Annibale Carracci (1560-1609) was the most talented of the three Carracci brothers. In his work, the principles of the Bologna Academy are clearly traced, which set as its main task the revival of monumental art and the traditions of the Renaissance during its heyday, which Carracci's contemporaries revered as an example of unattainable perfection and a kind of artistic "absolute". Therefore, Carracci perceives the masterpieces of his great predecessors rather as a source from which to draw the aesthetic solutions found by the titans of the Renaissance, and not as a starting point for his own creative searches. The plastically beautiful, the ideal is not for him the "highest degree" of the real, but only an obligatory artistic norm - art, thus, is opposed to reality, in which the master does not find a new fundamental ideal. Hence the conventionality and abstractness of his images and pictorial solutions.

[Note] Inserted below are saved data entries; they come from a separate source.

PR #1184, opened 2025-04-17
DM-50044: Unify ingest and transfer_from ref import logic

timj:
## Checklist

- [x] ran Jenkins

### DIFF
--- a/python/lsst/daf/butler/direct_butler/_direct_butler.py
+++ b/python/lsst/daf/butler/direct_butler/_direct_butler.py
@@ -1607,10 +1607,6 @@ class DirectButler(Butler):  # numpydoc ignore=PR02
 
         # And the nested loop that populates it:
         for dataset in progress.wrap(datasets, desc="Grouping by dataset type"):
-            # Somewhere to store pre-existing refs if we have an
-            # execution butler.
-            existingRefs: list[DatasetRef] = []
-
             for ref in dataset.refs:
                 group_key = (ref.datasetType, ref.run)
 
@@ -1623,21 +1619,7 @@ class DirectButler(Butler):  # numpydoc ignore=PR02
                     )
 
                 groupedDataIds[group_key][ref.dataId] = dataset
-
-            if existingRefs:
-                if len(dataset.refs) != len(existingRefs):
-                    # Keeping track of partially pre-existing datasets is hard
-                    # and should generally never happen. For now don't allow
-                    # it.
-                    raise ConflictingDefinitionError(
-                        f"For dataset {dataset.path} some dataIds already exist"
-                        " in registry but others do not. This is not supported."
-                    )
-
-                # Store expanded form in the original FileDataset.
-                dataset.refs = existingRefs
-            else:
-                groupedData[group_key].append(dataset)
+            groupedData[group_key].append(dataset)
 
         # Now we can bulk-insert into Registry for each DatasetType.
         for (datasetType, this_run), grouped_datasets in progress.iter_item_chunks(
--- a/python/lsst/daf/butler/direct_butler/_direct_butler.py
+++ b/python/lsst/daf/butler/direct_butler/_direct_butler.py
@@ -1587,17 +1587,13 @@ class DirectButler(Butler):  # numpydoc ignore=PR02
     def _ingest_file_datasets(
         self,
         datasets: Sequence[FileDataset],
+        *,
+        dry_run: bool = False,
     ) -> None:
-        # Docstring inherited.
         if not datasets:
             return
 
         progress = Progress("lsst.daf.butler.Butler.ingest", level=logging.DEBUG)
-
-        # We need to reorganize all the inputs so that they are grouped
-        # by dataset type and run. Multiple refs in a single FileDataset
-        # are required to share the run and dataset type.
-        groupedData: MutableMapping[tuple[DatasetType, str], list[FileDataset]] = defaultdict(list)
 
         # Track DataIDs that are being ingested so we can spot issues early
         # with duplication. Retain previous FileDataset so we can report it.
@@ -1605,8 +1601,10 @@ class DirectButler(Butler):  # numpydoc ignore=PR02
             defaultdict(dict)
         )
 
-        # And the nested loop that populates it:
-        for dataset in progress.wrap(datasets, desc="Grouping by dataset type"):
+        # All the refs we need to import.
+        refs: list[DatasetRef] = []
+
+        for dataset in progress.wrap(datasets, desc="Validating dataIDs"):
             for ref in dataset.refs:
                 group_key = (ref.datasetType, ref.run)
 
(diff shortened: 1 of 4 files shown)


timj:
The diff is hard to read but what I did was split the logic in transfer_from into 3 private methods -- one for working out and registering dataset types and collating dimension record information, one for writing those dimension records, and one for doing the grouped importDatasets call.  This was necessary because the ingest and transfer_from datastore logic is slightly different so a single "do everything" method didn't quite work. The ingest logic needs to reattach expanded dataIds into the FileDataset before passing to datastore but transfer_from is working on refs.

python/lsst/daf/butler/direct_butler/_direct_butler.py
```diff
@@ -1587,30 +1587,24 @@ def ingest_zip(self, zip_file: ResourcePathExpression, transfer: str = "auto") -
     def _ingest_file_datasets(
         self,
         datasets: Sequence[FileDataset],
+        dry_run: bool = False,
     ) -> None:
         # Docstring inherited.
```
andy-slac: The comment seems to be wrong, the method is not declared in any of the base classes (I know it does not come from this PR, just caught my attention).

python/lsst/daf/butler/direct_butler/_direct_butler.py
```diff
@@ -1623,54 +1617,29 @@ def _ingest_file_datasets(
...
+            register_dataset_types=True,
+            dry_run=dry_run,
+            transfer_dimensions=False,
+        )
 
-            # Import the refs and expand the DataCoordinates since we can't
-            # guarantee that they are expanded and Datastore will need
-            # the records.
-            imported_refs = self._registry._importDatasets(refs_to_import, expand=True)
+        self._import_dimension_records(dimension_records, dry_run)
```
andy-slac: Maybe for uniformity with other methods `dry_run=dry_run`?

python/lsst/daf/butler/direct_butler/_direct_butler.py
```diff
@@ -1623,54 +1617,29 @@ def _ingest_file_datasets(
...
+        imported_refs = self._import_grouped_refs(
+            grouped_refs, self, progress, dry_run=dry_run, expand_refs=True
```
andy-slac: `progress` here feels a bit invasive, in a sense that it is not essential for what the method's primary purpose is. Could it be made optional and keyword-only?

python/lsst/daf/butler/direct_butler/_direct_butler.py
```diff
@@ -1933,28 +1902,30 @@ def _extract_dimension_records_from_data_ids(
...
         skip_missing: bool = True,
         register_dataset_types: bool = False,
         transfer_dimensions: bool = False,
         dry_run: bool = False,
-    ) -> collections.abc.Collection[DatasetRef]:
+    ) -> tuple[
+        defaultdict[_RefGroup, list[DatasetRef]],
+        dict[DimensionElement, dict[DataCoordinate, DimensionRecord]],
+        dict[ResourcePath, bool],
+    ]:
```
andy-slac: This feels somewhat uncomprehensible, could a separate `dataclass` describe it better?

python/lsst/daf/butler/direct_butler/_direct_butler.py
```diff
@@ -2076,86 +2047,126 @@ def transfer_from(
...
 
+    def _import_dimension_records(
+        self, dimension_records: dict[DimensionElement, dict[DataCoordinate, DimensionRecord]], dry_run: bool
+    ) -> None:
+        """Import dimension records collected during import pre-process."""
+        if dimension_records and not dry_run:
+            _LOG.verbose("Ensuring that dimension records exist for transferred datasets.")
+            # Order matters.
+            for element in self.dimensions.sorted(dimension_records.keys()):
+                records = [r for r in dimension_records[element].values()]
```
andy-slac: Could be just `list(dimension_records[element].values())`?

python/lsst/daf/butler/tests/hybrid_butler.py
```diff
@@ -72,6 +72,9 @@ def __new__(cls, remote_butler: RemoteButler, direct_butler: DirectButler) -> Hy
         self = cast(HybridButler, super().__new__(cls))
         self._remote_butler = remote_butler
         self._direct_butler = direct_butler
+        # Force the dimension universes to match remote and direct.
+        with self._remote_butler._cache.access() as cache:
+            cache.dimensions = self._direct_butler.dimensions
```
andy-slac: I guess this should work OK for tests, but does this expect that local universe and remote universe are identical? What happens if we add a test when they are different? Would it be better to test here that they are "equal" (namespace and version number)?

andy-slac (approved):
Looks good, a few minor questions.

python/lsst/daf/butler/tests/hybrid_butler.py
timj: hybrid butler is specifically designed for testing but remote butler is specifically designed not to use the main universe cache so this didn't seem like a problem. I could add a `DimesnsionUniverse.__eq__` method instead -- maybe we didn't have one originally because we didn't have formal versioning but now we have decided that if someone edits the universe yaml without changing the version number that we are going to have bigger problems anyhow so just assume it's enough.

python/lsst/daf/butler/direct_butler/_direct_butler.py
timj: Yes. Thanks. This was old code that was moved.

python/lsst/daf/butler/direct_butler/_direct_butler.py
timj: Ok. Will take another look. I was mostly trying to split the code up without changing it much. Maybe I could pass in the progress bar name instead.

python/lsst/daf/butler/direct_butler/_direct_butler.py
timj: Yes. Not sure why it says that.

python/lsst/daf/butler/direct_butler/_direct_butler.py
timj: I was wondering whether you would comment on that. I thought I would get away with it given that it's an internal API... 😉

python/lsst/daf/butler/direct_butler/_direct_butler.py
timj: Looking at the code the progress is used in the file ingest and passed into the import prepare so passing in the progress bar name doesn't seem right. This is an internal API so I'm not sure what I gain by making it optional if I'm going to define it in the two places that call the method.

python/lsst/daf/butler/tests/hybrid_butler.py
timj: Removed remote butler's standalone universe cache instead.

At the same time, the art of the Carracci brothers and the Bolognese academicism turned out to be the most suitable for being placed at the service of the official ideology, and it was not for nothing that their work quickly gained recognition in the higher (state and Catholic) spheres.

The largest work of Annibale Carracci in the field of monumental painting is the painting of the gallery of the Palazzo Farnese in Rome with frescoes telling about the life of the gods - based on scenes from the Metamorphoses by the ancient Roman poet Ovid (1597-1604, made together with his brother and assistants).

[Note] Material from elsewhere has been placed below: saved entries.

PR #1185, opened 2025-04-18
DM-50310: add dimension record serialization helpers

TallJimbo:
## Checklist

- [x] ran Jenkins

### DIFF
--- a/python/lsst/daf/butler/_dataset_ref.py
+++ b/python/lsst/daf/butler/_dataset_ref.py
@@ -985,8 +985,7 @@ class SerializedDatasetRefContainerV1(SerializedDatasetRefContainer):
         # Extract dimension record metadata if present.
         dimension_records = None
         if data_ids and len(compact_refs) == len(data_ids):
-            dimension_group = dimensions.pop()
-            dimension_group = dimension_group.union(*dimensions)
+            dimension_group = DimensionGroup.union(*dimensions, universe=universe)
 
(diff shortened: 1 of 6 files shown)


TallJimbo:
@timj, I haven't implemented the key methods yet, but I'd like to get early feedback on whether the interfaces here look like they'd do what you need for the zip files.

python/lsst/daf/butler/_dataset_ref.py
```diff
@@ -1019,14 +1046,27 @@ def to_refs(self, universe: DimensionUniverse) -> list[DatasetRef]:
...
+                deserializers=self.dimension_records.make_deserializers(universe)
+            )
+
         refs: list[DatasetRef] = []
         for id_, minimal in self.compact_refs.items():
+            dataset_type = dataset_types[minimal.dataset_type_name]
             simple_data_id = SerializedDataCoordinate(dataId=minimal.data_id)
             data_id = DataCoordinate.from_simple(simple=simple_data_id, universe=universe)
+            if attacher:
+                data_ids = attacher.attach(dataset_type.dimensions, [data_id])
```
TallJimbo, line 1064: At first I was a little worried this would be less efficient than calling it with a lot of data IDs at once, but I think that's only true if you pass a `Query` in.  So for now just something to keep in mind; I don't think it's worth it to try to work this code to be able to pass in multiple data IDs at once.

PR #1187, opened 2025-04-25
DM-50491: Instrument butler.get and put calls with new ButlerMetrics class

timj:
## Checklist

- [x] ran Jenkins

### DIFF
--- a/python/lsst/daf/butler/_butler_metrics.py
+++ b/python/lsst/daf/butler/_butler_metrics.py
@@ -1,0 +1,117 @@
+# This file is part of daf_butler.
+#
+# Developed for the LSST Data Management System.
+# This product includes software developed by the LSST Project
+# (http://www.lsst.org).
+# See the COPYRIGHT file at the top-level directory of this distribution
+# for details of code ownership.
+#
+# This software is dual licensed under the GNU General Public License and also
+# under a 3-clause BSD license. Recipients may choose which of these licenses
+# to use; please see the files gpl-3.0.txt and/or bsd_license.txt,
+# respectively.  If you choose the GPL option then the following text applies
+# (but note that there is still no warranty even if you opt for BSD instead):
+#
+# This program is free software: you can redistribute it and/or modify
+# it under the terms of the GNU General Public License as published by
+# the Free Software Foundation, either version 3 of the License, or
+# (at your option) any later version.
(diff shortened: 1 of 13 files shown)


python/lsst/daf/butler/_butler_metrics.py
```diff
@@ -0,0 +1,117 @@
...
+
+from lsst.utils.logging import LsstLoggers
+from lsst.utils.timer import time_this
+
+
+class ButlerMetrics(BaseModel):
+    """Metrics collected during Butler operations."""
+
+    time_in_put: float = 0.0
+    """Time, in seconds, spent in put()."""
```
TallJimbo: Please clarify wall-clock vs. CPU time.

python/lsst/daf/butler/_butler_metrics.py
```diff
@@ -0,0 +1,117 @@
...
+from collections.abc import Callable, Iterator
+from contextlib import contextmanager
+
+from pydantic import BaseModel
+
+from lsst.utils.logging import LsstLoggers
+from lsst.utils.timer import time_this
+
+
+class ButlerMetrics(BaseModel):
```
TallJimbo, line 39: We might want to define a separate ABC or `typing.Protocol` for the type annotations on `Butler`.

TallJimbo (approved):

python/lsst/daf/butler/_butler_metrics.py
timj: You mean something that combines multiple butler parameters so we don't need to add new ones in many places?

TallJimbo: No, I mean a `ButlerMetricsInterface` with no state and with methods that `raise NotImplementedError` or do nothing, and then the current `ButlerMetrics` would be a concrete implementation of that interface.

But I'm not really sure we need it; it's hard to imagine a scenario where the default one is too onerous to inherit from, unless we add a whole lot more to the default one.

timj: I think it's just as easy to have a `ButlerMetricsNoOp` subclass that disables the instrumentation context managers and leaves all the values at 0.0 (but presumably we could also make it increment the counters but not increment the durations).

PR #1189, opened 2025-04-28
DM-50191: Add GLOB() function to user expression language

andy-slac:
Only the new query system supports `GLOB()`, old query system will raise `NotImplementedError` for it.

## Checklist

- [X] ran Jenkins

### DIFF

The painting consists of separate panels gravitating towards the central large composition depicting the Triumph of Bacchus and Ariadne, which introduces an element of dynamics into the picturesque ensemble. Nude male figures, placed between these panels, imitate sculpture, being at the same time the protagonists of the murals. The result was an impressive large-scale work, spectacular in appearance, but not united by any significant idea, without which the monumental ensembles of the Renaissance were inconceivable. In the future, these principles embodied by Carracci - the desire for dynamic composition, illusionistic effects and self-sufficient decorativeness - will be characteristic of all monumental painting of the 17th century.

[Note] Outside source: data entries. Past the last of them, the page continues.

PR #1191, opened 2025-04-30
DM-50451: Add support for UUID literals to user expressions

andy-slac:
Queries on `dataset_id` were already working, but the only way to use
them was to provide UUID via bind parameters. This patch adds new
UUID literal type to parser which is specified in expression string
via function call `UUID('hex-string')`.

## Checklist

- [X] ran Jenkins

### DIFF
--- a/doc/lsst.daf.butler/queries.rst
+++ b/doc/lsst.daf.butler/queries.rst
@@ -136,6 +136,16 @@ Time literals
     time scale. For detailed description of supported time specification
     check section :ref:`time-literals-syntax`.
 
+UUID literals
+    UUID values are produced by ``UUID()`` function which accepts a string
+    representation of the UUID. The string can have any format acceptable
+    by Python ``uuid.UUID()`` method.
+
+    Examples:
+
+    - ``UUID('12345678-1234-5678-1234-567812345678')``
+    - ``UUID('12345678123456781234567812345678')``
+
 Range literals
     This sort of literal is allowed inside ``IN`` expressions only. It consists
     of two integer literals separated by double dots and optionally followed by
@@ -441,6 +451,8 @@ Few examples of valid expressions using some of the constructs:
     visit.timespan.end < T'mjd/58938.515/tai'
 
     ingest_date < T'2020-11-06 21:10:00'
+
+    flat.dataset_id = UUID('e15ab039-bc8b-4135-87c5-90902a7c0b22')
 
 
 .. _daf_butler_query_ordering:
--- a/python/lsst/daf/butler/registry/queries/expressions/parser/exprTree.py
+++ b/python/lsst/daf/butler/registry/queries/expressions/parser/exprTree.py
@@ -136,7 +136,7 @@ class BinaryOp(Node):
     """
 
     def __init__(self, lhs: Node, op: str, rhs: Node):
-        Node.__init__(self, (lhs, rhs))
+        super().__init__((lhs, rhs))
         self.lhs = lhs
         self.op = op
         self.rhs = rhs
@@ -166,7 +166,7 @@ class UnaryOp(Node):
     """
 
     def __init__(self, op: str, operand: Node):
-        Node.__init__(self, (operand,))
+        super().__init__((operand,))
         self.op = op
         self.operand = operand
 
@@ -189,7 +189,7 @@ class StringLiteral(LiteralNode):
     """
 
     def __init__(self, value: str):
-        Node.__init__(self)
+        super().__init__()
         self.value = value
 
     def visit(self, visitor: TreeVisitor) -> Any:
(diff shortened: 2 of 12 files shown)


python/lsst/daf/butler/registry/queries/expressions/parser/exprTree.py
```diff
@@ -240,11 +245,32 @@ def __str__(self) -> str:
...
+    """Node representing a UUID literal.
+
+    Parameters
+    ----------
+    value : `UUID`
+        Literal value.
+    """
+
+    def __init__(self, value: UUID):
+        Node.__init__(self)
```
TallJimbo:
```suggestion
        super().__init__()
```
?  Or maybe `LiteralNode.__init__(self)`?  Or is using an indirect base-class `__init__` intentional?

python/lsst/daf/butler/registry/queries/expressions/parser/exprTree.py
```diff
@@ -240,11 +245,32 @@ def __str__(self) -> str:
...
+        self.value = value
+
+    def visit(self, visitor: TreeVisitor) -> Any:
+        # Docstring inherited from Node.visit
+        return visitor.visitUuidLiteral(self.value, self)
+
+    def __str__(self) -> str:
+        return "{value}".format(**vars(self))
```
TallJimbo:
```suggestion
        return str(self.value)
```
seem like a much simpler way to write this.

python/lsst/daf/butler/registry/queries/expressions/parser/exprTree.py
```diff
@@ -335,6 +361,12 @@ class IsIn(Node):
     """
 
     def __init__(self, lhs: Node, values: list[Node], not_in: bool = False):
+        # All values must be literals or binds (and we allow simple identifiers
```
TallJimbo, line 365: Does this need to delegate to `super()`?  I see that another derived class did.

python/lsst/daf/butler/registry/queries/expressions/parser/parserYacc.py
```diff
@@ -365,22 +365,39 @@ def p_predicate(cls, p: YaccProduction) -> None:
...
-        | identifier
+        | simple_id
         | bind_name
+        | function_call
         """
+        # This expression is only used in IN() operator and it is supposed to
+        # include only literals and bind names (and identifiers as we still
+        # allow simple identifiers as bind names). UUID literal is implemented
+        # via UUID() function call, so we need to allow function calls here
+        # too. IsIn will check that all operands are literlas or binds.
```
TallJimbo:
```suggestion
        # too. IsIn will check that all operands are literals or binds.
```

TallJimbo (approved):

doc/lsst.daf.butler/queries.rst
```diff
@@ -442,6 +452,8 @@ Few examples of valid expressions using some of the constructs:
 
     ingest_date < T'2020-11-06 21:10:00'
 
+    flat.dataset_id = UUID('e15ab039-bc8b-4135-87c5-90902a7c0b22')
```
timj, line 455: You need to specify the dataset type? We don't have any documentation on the `bind` form but if I have a list of arbitrary UUIDs and I want a query that retrieves them, do I do `where="dataset_id IN (ids)", bind={"ids": list_of_UUID}`? Where that is `list[uuid.UUID]`?

TallJimbo: If you have a query that only has one dataset type in it, you don't have to specify the dataset type.  The problem of querying for all datasets given UUIDs is tricky because they might have arbitrary dimensions, and our half-completed effort to query for multiple dataset types in batches with the same dimensions helps with that but doesn't completely solve it.  We'd probably have do that kind of query in two phases: first look up all of the dataset types and run collections from the UUIDs, and then do one query for each dimension group.

timj: Ah. So none of this solves my SIAv2 problem where I can be given arbitrary IVOIDs and know nothing about where they come from. Sounds like I will have to do the loop over `Butler.get_dataset`. I was hoping I could do a WHERE of `dataset_id in (ids)` potentially with some more filtering clauses.

TallJimbo: Unfortunately correct.  We probably want to look into a dedicated vectorized version of that that could do its own query against the `dataset` table and then delegate to the rest of the query system to get `DatasetRefs`.

python/lsst/daf/butler/registry/queries/expressions/parser/exprTree.py
andy-slac: That was copy-paste, need to use `super()` indeed.

python/lsst/daf/butler/registry/queries/expressions/parser/exprTree.py
andy-slac: It also calls `Node.__init__`, I need to change all subclasses to use `super()`.

andy-slac: You probably looked at another class - `RangeLiteral` was indeed missing call to base class `__init__`, I fixed that.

Annibale Carracci wants to fill the motifs taken in the art of the Renaissance with a lively, modern content. He calls to study nature, in the early period of creativity, he even turns to genre painting. But, from the point of view of the master, nature itself is too rough and imperfect, so it should appear on the canvas already transformed, ennobled in accordance with the norms of classical art. Therefore, specific vital motives could exist in the composition only as a separate fragment, designed to enliven the scene. So, for example, in the painting “The Bean Eater” (1580s), the artist’s ironic attitude to what is happening is felt: he emphasizes the spiritual primitiveness of a peasant who greedily eats beans; images of figures and objects are deliberately simplified. Other genre paintings of the young painter are sustained in the same spirit: “The Butcher's Shop”, “Self-Portrait with Father”, “Hunting” (all - 1580s) - adj., fig. 1.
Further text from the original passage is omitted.